• _Activity_:
Using the data below, copy out all lines with the word "expectations".
━━━ Excerpted records ━━━
PR #288, opened 2025-11-26
fix(test): eliminate several race conditions found by CI

dweitzman:
Fix race conditions detected by go test -race:

1. [toporeg_test.go](https://github.com/multigres/multigres/actions/runs/19685522005?pr=286): registerCallCount was accessed both inside a mutex (during increment) and outside it (in error message formatting). Fixed by replacing int+mutex with sync/atomic.Int32, which allows safe concurrent reads without holding the mutex.

2. [rpc_manager_test.go](https://github.com/multigres/multigres/actions/runs/19685457322?pr=285): setupPromoteTestManager() was assigning pm.db after starting the manager, creating a race between the assignment and goroutines reading pm.db. Fixed by:
   - Making mockDB an input parameter instead of creating it internally
   - Assigning pm.db BEFORE calling go pm.Start()
   - Adding expectStartupQueries() helper to set expectations for startup queries (pg_is_in_recovery checks) that run before tests
   
3. [rpc_consensus_test.go](https://github.com/multigres/multigres/actions/runs/19690387521): Similar to `rpc_manager_test.go`, where we can avoid a race by setting up the mockDB before startup instead of concurrently with startup

### DIFF
--- a/go/multipooler/manager/rpc_consensus_test.go
+++ b/go/multipooler/manager/rpc_consensus_test.go
@@ -37,7 +37,24 @@ import (
 )
 
 // Helper function to setup a manager with a mock database
-func setupManagerWithMockDB(t *testing.T) (*MultiPoolerManager, sqlmock.Sqlmock, string) {
+// expectPrimaryStartupQueries adds expectations for queries that happen during PRIMARY manager startup.
+// The manager is created as a PRIMARY, so:
+// 1. pg_is_in_recovery() check - returns false (primary)
+// 2. CREATE SCHEMA and CREATE TABLE queries for sidecar schema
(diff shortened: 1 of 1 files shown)


go/multipooler/manager/rpc_consensus_test.go
```diff
@@ -75,23 +92,19 @@ func setupManagerWithMockDB(t *testing.T) (*MultiPoolerManager, sqlmock.Sqlmock,
 	pm := NewMultiPoolerManager(logger, config)
 	t.Cleanup(func() { pm.Close() })
 
+	// Assign mock DB BEFORE starting the manager to avoid race conditions
+	pm.db = mockDB
+
```
deepthi, line 97: And all the db code will be obsolete when we get connection pooling :)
━━━
• _Solution for this exercise_:
   - Adding expectStartupQueries() helper to set expectations for startup queries (pg_is_in_recovery checks) that run before tests
+// expectPrimaryStartupQueries adds expectations for queries that happen during PRIMARY manager startup.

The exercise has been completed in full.